I’d be very upset, to put it mildly, if we cut and run. However, I don’t think that’s what’s going on. Rumsfeld says the troops aren’t coming out — this is just about Iraqi self-determination. That’s a key distinction. (We’re still in Germany, and they’re self-governing, after all.) And it was just announced that the Civil Affairs battalion here — which spent quite a while in Afghanistan and Bosnia — is going to Iraq in February. Doesn’t sound like a cut-and-run to me. The extent to which Iraqis are ready to actually run their country is another question. But, you know, Russia was a mess (and remains one) after the fall of the Soviet Union, for many of the same reasons. But it’s still better the way it is, for them and for us. So it doesn’t have to be perfect. Just good enough. The problems that Bannion describes remind me of Nigeria, which isn’t a great place, but it’s better than a lot of countries in Africa. Likewise, Iraq isn’t a great place, but it’s better already than a lot of countries in the mideast, and it’s on the path to improvement. Given the enormous damage to the physical — and especially the social — capital of the country done by decades of dictatorship, that’s good enough.

Looking at the domestic scene, and at the risk of sounding too much like a real pundit, I have to wonder about the nature of this announcement. It seems to me that Bush is managing to maneuver his critics into complaining about pulling out too soon, which will have the effect of taking the war off the table as an election issue. This occurred to me when I got the following email:

I just finished watching an interview with Tom Daschle on Fox News Sunday, and when asked about the speeding up of the end of occupation in Iraq, Daschle responded “What we need is not an exit strategy, but a plan for success” and went on to say why we should not leave too early.
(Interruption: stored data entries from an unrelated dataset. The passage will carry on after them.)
PR #2746, opened 2024-09-25
Add tracking of components using notice service

Nateowami:
This is intended to help us track down components that never call `loadingFinish`, or that call `loadingFinished` without first calling `loadingStarted`

This change makes it quite clear that `CollaboratorsComponent` is currently broken, as it consistently calls `loadingFinished` without a corresponding `loadingStarted` call.

- - -
This change is [Reviewable](https://reviewable.io/reviews/sillsdev/web-xforge/2746)

### DIFF
--- a/src/SIL.XForge.Scripture/ClientApp/src/xforge-common/notice.service.ts
+++ b/src/SIL.XForge.Scripture/ClientApp/src/xforge-common/notice.service.ts
@@ -4,13 +4,12 @@ import { firstValueFrom } from 'rxjs';
 import { I18nService } from './i18n.service';
 
 /** Manages and provides access to notices shown to user on the web site. */
-@Injectable({
-  providedIn: 'root'
-})
+@Injectable({ providedIn: 'root' })
 export class NoticeService {
   private _isAppLoading: boolean = false;
-  private loadingCount: number = 0;
   private messageOnDisplay?: string;
+
+  private loadingCountsByCallerId: { [callerId: string]: number } = {};
 
   constructor(
     private readonly snackBar: MatSnackBar,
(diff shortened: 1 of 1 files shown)


Nateowami (commented):
> *[Reviewable](https://reviewable.io/reviews/sillsdev/web-xforge/2746)* status: all files reviewed, 1 unresolved discussion (waiting on @kylebuss)

___
*[`src/SIL.XForge.Scripture/ClientApp/src/xforge-common/notice.service.ts` line 89 at r1](https://reviewable.io/reviews/sillsdev/web-xforge/2746#-O7iNNML8PNZoyjEdwG0:-O7ojyHE4BK7NDE2Vddg:b2sfj16) ([raw file](https://github.com/sillsdev/web-xforge/blob/5ad33d2b3a7a28fdc3236147fb8a7979795d6c5c/src/SIL.XForge.Scripture/ClientApp/src/xforge-common/notice.service.ts#L89)):*

I think this is fine, but I wonder if there is another way we can attempt to get the caller class name here?

Perhaps it's never going to be an issue (Error stack is guaranteed to find a match), but I could see this having the potential to log `unknown` in the console and not give much insight where the call came from.

Probably for a different pull request but it could be useful to have an optional parameter on the `loadingStarted` and `loadingFinished` functions and only use the `getCallerClassName` as a backup.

Hmm. Makes you wonder, doesn’t it? [LATER: Here’s a link to the transcript, which does indeed bear this out. Daschle is calling for more troops and more resources, though he also wants the French and Germans in.]
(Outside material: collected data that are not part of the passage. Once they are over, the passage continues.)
PR #2756, opened 2024-09-30
SF-3009 Fix error reading projectRef in SFUserProjectsService

Nateowami:
The biggest change is reverting user-projects.service.ts to the state it was before #2621. Everything else is deleting references to what is then removed. Testing not required, because we have no repro steps for the bug.

This change is [Reviewable](https://reviewable.io/reviews/sillsdev/web-xforge/2756)

### DIFF
--- a/src/SIL.XForge.Scripture/ClientApp/src/app/my-projects/my-projects.component.spec.ts
+++ b/src/SIL.XForge.Scripture/ClientApp/src/app/my-projects/my-projects.component.spec.ts
@@ -1,7 +1,7 @@
 import { HttpErrorResponse, HttpStatusCode } from '@angular/common/http';
 import { HttpClientTestingModule } from '@angular/common/http/testing';
 import { Component, DebugElement } from '@angular/core';
-import { ComponentFixture, fakeAsync, flush, TestBed, tick } from '@angular/core/testing';
+import { ComponentFixture, TestBed, fakeAsync, flush, tick } from '@angular/core/testing';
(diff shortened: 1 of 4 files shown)


pmachapman (approved):
:lgtm: The code revert looks good to me, however did we isolate the cause of this issue? This is the same bug I documented in SF-3001.

I noticed this bug only happens to me if I open SF for the first time in a little while, and the doc ops are streaming in. This makes me think this bug occurs because the `async` method `updateProjectList` is called without an `await`, and then while it is running, it is being triggered one or more times by `remoteChange$` (also without an await). This is just me surmising though, as I have not properly isolated the issue.

I will leave it to you whether you want to merge this, or if you want to (or you want me to) investigate the root bug further?



> *[Reviewable](https://reviewable.io/reviews/sillsdev/web-xforge/2756#-:-O83auJK8U_IaScEHJEN:bluv4ek)* status: <span>:shipit:</span> complete! all files reviewed, all discussions resolved (waiting on @Nateowami)

Nateowami:
@pmachapman I'm quite confident this will fix the error, since we're deleting the code that causes it.

I think the cause of the bug was an incorrect assumption that if you have subscribed to a doc, and you got back a reference to the doc, that it guarantees that the doc data has loaded. The type on the document seems to refute this idea (it's nullable), and experience refutes this idea. Perhaps it would be helpful for methods like ProjectService.getProject to not resolve until the project data has actually loaded, so that the caller can safely ignore the possibility of the data not having loaded yet.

For some deeper perspective on cultural issues — echoing some of the things that Bannion says — I highly recommend this interview with P.J. O’Rourke in The Atlantic. And regarding the bigger picture, ponder on the question I asked earlier: Is it 1946? Or 1943?

UPDATE: Here’s the text of the transitional agreement. And this doesn’t sound like a cut-and-run.

ANOTHER UPDATE: BSC says it’s 1862 — and, in another post, notes that we’ve been in Kosovo for quite a few years now.